╭──
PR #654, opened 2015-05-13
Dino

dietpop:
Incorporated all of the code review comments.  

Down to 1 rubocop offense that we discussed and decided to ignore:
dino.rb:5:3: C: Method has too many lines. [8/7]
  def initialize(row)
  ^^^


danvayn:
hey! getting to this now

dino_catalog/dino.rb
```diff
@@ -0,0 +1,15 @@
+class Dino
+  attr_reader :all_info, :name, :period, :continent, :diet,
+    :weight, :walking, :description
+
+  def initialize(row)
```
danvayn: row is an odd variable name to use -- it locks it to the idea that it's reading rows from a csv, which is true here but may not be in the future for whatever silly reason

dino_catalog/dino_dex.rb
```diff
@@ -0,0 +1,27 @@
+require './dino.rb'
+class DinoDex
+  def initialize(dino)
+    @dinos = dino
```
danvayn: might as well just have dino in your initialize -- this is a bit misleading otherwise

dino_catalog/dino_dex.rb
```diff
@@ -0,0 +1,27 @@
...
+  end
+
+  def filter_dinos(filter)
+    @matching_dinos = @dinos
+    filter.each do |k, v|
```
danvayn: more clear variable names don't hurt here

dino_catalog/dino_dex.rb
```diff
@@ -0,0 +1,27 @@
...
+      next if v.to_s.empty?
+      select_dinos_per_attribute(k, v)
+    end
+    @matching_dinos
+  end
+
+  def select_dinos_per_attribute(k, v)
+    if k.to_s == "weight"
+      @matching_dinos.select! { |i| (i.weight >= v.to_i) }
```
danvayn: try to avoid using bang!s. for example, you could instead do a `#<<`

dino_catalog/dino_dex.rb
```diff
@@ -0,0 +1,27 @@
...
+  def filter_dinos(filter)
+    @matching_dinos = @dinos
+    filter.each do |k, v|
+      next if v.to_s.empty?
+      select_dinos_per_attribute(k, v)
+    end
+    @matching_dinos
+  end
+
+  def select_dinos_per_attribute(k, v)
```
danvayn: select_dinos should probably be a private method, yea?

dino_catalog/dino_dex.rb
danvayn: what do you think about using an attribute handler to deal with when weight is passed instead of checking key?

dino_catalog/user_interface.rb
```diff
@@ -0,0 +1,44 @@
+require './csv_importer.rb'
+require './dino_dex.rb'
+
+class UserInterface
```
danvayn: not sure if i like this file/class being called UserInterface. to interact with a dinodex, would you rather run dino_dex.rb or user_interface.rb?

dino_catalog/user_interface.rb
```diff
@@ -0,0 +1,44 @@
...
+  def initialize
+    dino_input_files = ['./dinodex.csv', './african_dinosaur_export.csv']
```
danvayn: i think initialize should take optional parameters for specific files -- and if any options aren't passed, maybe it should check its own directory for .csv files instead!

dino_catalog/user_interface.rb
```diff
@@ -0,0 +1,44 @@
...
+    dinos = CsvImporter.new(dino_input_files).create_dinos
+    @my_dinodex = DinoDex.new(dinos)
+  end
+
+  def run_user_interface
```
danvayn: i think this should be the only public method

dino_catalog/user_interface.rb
╰──
### Directions
Repeat the entire listing above, keeping every line exactly the same.

### Reply
PR #654, opened 2015-05-13
Dino

dietpop:
Incorporated all of the code review comments.  

Down to 1 rubocop offense that we discussed and decided to ignore:
dino.rb:5:3: C: Method has too many lines. [8/7]
  def initialize(row)
  ^^^


danvayn:
hey! getting to this now

dino_catalog/dino.rb
```diff
@@ -0,0 +1,15 @@
+class Dino
+  attr_reader :all_info, :name, :period, :continent, :diet,
+    :weight, :walking, :description
+
+  def initialize(row)
```
danvayn: row is an odd variable name to use -- it locks it to the idea that it's reading rows from a csv, which is true here but may not be in the future for whatever silly reason

dino_catalog/dino_dex.rb
```diff
@@ -0,0 +1,27 @@
+require './dino.rb'
+class DinoDex
+  def initialize(dino)
+    @dinos = dino
```
danvayn: might as well just have dino in your initialize -- this is a bit misleading otherwise

dino_catalog/dino_dex.rb
```diff
@@ -0,0 +1,27 @@
...
+  end
+
+  def filter_dinos(filter)
+    @matching_dinos = @dinos
+    filter.each do |k, v|
```
danvayn: more clear variable names don't hurt here

dino_catalog/dino_dex.rb
```diff
@@ -0,0 +1,27 @@
...
+      next if v.to_s.empty?
+      select_dinos_per_attribute(k, v)
+    end
+    @matching_dinos
+  end
+
+  def select_dinos_per_attribute(k, v)
+    if k.to_s == "weight"
+      @matching_dinos.select! { |i| (i.weight >= v.to_i) }
```
danvayn: try to avoid using bang!s. for example, you could instead do a `#<<`

dino_catalog/dino_dex.rb
```diff
@@ -0,0 +1,27 @@
...
+  def filter_dinos(filter)
+    @matching_dinos = @dinos
+    filter.each do |k, v|
+      next if v.to_s.empty?
+      select_dinos_per_attribute(k, v)
+    end
+    @matching_dinos
+  end
+
+  def select_dinos_per_attribute(k, v)
```
danvayn: select_dinos should probably be a private method, yea?

dino_catalog/dino_dex.rb
danvayn: what do you think about using an attribute handler to deal with when weight is passed instead of checking key?

dino_catalog/user_interface.rb
```diff
@@ -0,0 +1,44 @@
+require './csv_importer.rb'
+require './dino_dex.rb'
+
+class UserInterface
```
danvayn: not sure if i like this file/class being called UserInterface. to interact with a dinodex, would you rather run dino_dex.rb or user_interface.rb?

dino_catalog/user_interface.rb
```diff
@@ -0,0 +1,44 @@
...
+  def initialize
+    dino_input_files = ['./dinodex.csv', './african_dinosaur_export.csv']
```
danvayn: i think initialize should take optional parameters for specific files -- and if any options aren't passed, maybe it should check its own directory for .csv files instead!

dino_catalog/user_interface.rb
```diff
@@ -0,0 +1,44 @@
...
+    dinos = CsvImporter.new(dino_input_files).create_dinos
+    @my_dinodex = DinoDex.new(dinos)
+  end
+
+  def run_user_interface
```
danvayn: i think this should be the only public method

dino_catalog/user_interface.rb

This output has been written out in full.